** Opening Records block **

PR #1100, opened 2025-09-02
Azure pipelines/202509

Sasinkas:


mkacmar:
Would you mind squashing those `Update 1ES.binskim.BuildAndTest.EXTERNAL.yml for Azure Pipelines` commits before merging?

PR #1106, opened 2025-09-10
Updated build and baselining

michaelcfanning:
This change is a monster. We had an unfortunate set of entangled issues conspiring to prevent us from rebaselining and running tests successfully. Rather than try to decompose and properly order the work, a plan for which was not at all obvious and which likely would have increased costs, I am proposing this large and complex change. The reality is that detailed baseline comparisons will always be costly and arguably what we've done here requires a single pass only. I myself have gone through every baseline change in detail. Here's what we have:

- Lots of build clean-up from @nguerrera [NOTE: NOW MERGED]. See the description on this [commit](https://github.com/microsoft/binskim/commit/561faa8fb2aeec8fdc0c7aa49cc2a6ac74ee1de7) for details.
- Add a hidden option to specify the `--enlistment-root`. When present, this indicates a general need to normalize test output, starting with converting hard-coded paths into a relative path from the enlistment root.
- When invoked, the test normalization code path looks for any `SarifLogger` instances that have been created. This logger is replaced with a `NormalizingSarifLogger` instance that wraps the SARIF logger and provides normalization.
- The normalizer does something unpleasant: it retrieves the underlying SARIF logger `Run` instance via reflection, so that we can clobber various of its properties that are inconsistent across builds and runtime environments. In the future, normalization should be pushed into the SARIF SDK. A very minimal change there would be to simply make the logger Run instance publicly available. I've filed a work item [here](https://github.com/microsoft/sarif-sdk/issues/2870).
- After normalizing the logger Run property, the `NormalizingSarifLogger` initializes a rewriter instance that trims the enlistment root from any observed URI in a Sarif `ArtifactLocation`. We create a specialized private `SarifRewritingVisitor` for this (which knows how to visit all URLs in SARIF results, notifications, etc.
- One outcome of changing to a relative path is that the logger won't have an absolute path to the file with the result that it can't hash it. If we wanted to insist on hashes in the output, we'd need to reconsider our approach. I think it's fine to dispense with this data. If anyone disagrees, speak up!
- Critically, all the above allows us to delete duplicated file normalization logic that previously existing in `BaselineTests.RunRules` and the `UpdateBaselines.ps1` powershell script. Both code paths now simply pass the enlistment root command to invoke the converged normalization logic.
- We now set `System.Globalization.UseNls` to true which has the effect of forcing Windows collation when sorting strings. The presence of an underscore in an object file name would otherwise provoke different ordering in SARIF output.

** Closing Records block **

Exercise: Going through the entries above, count the lines that have the word "opened" and state that count alone.

Output below: 2